▸ **What to do**
If a line below includes the string "contains", copy it.

▸ **Excerpted records**

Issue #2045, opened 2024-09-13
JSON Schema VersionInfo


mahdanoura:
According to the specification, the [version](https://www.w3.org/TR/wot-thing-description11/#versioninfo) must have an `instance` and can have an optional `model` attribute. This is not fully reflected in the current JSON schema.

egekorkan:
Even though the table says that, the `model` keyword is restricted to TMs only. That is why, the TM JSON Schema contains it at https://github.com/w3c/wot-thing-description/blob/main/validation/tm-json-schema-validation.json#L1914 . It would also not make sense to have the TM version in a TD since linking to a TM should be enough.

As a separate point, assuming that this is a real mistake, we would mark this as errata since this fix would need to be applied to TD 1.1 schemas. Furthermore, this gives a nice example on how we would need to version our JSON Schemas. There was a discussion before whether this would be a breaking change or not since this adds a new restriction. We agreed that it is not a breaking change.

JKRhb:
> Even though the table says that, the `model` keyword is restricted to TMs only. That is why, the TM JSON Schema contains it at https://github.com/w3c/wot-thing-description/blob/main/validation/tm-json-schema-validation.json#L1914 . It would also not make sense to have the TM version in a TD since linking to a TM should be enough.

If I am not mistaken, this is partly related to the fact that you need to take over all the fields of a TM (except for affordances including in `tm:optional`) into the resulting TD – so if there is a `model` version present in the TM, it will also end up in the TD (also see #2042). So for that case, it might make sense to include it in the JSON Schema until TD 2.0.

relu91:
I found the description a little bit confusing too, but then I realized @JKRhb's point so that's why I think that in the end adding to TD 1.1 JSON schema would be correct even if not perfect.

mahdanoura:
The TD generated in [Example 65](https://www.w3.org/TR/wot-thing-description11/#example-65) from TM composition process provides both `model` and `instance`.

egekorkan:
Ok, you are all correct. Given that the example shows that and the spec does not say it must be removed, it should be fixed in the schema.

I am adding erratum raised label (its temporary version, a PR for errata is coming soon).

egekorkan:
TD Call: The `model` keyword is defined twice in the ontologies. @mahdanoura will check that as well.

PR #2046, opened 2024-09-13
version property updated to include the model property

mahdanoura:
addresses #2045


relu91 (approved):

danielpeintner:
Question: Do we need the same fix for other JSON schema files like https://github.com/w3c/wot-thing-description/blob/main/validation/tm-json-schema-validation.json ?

▸ **Exercise solution**
Even though the table says that, the `model` keyword is restricted to TMs only. That is why, the TM JSON Schema contains it at https://github.com/w3c/wot-thing-description/blob/main/validation/tm-json-schema-validation.json#L1914 . It would also not make sense to have the TM version in a TD since linking to a TM should be enough.
> Even though the table says that, the `model` keyword is restricted to TMs only. That is why, the TM JSON Schema contains it at https://github.com/w3c/wot-thing-description/blob/main/validation/tm-json-schema-validation.json#L1914 . It would also not make sense to have the TM version in a TD since linking to a TM should be enough.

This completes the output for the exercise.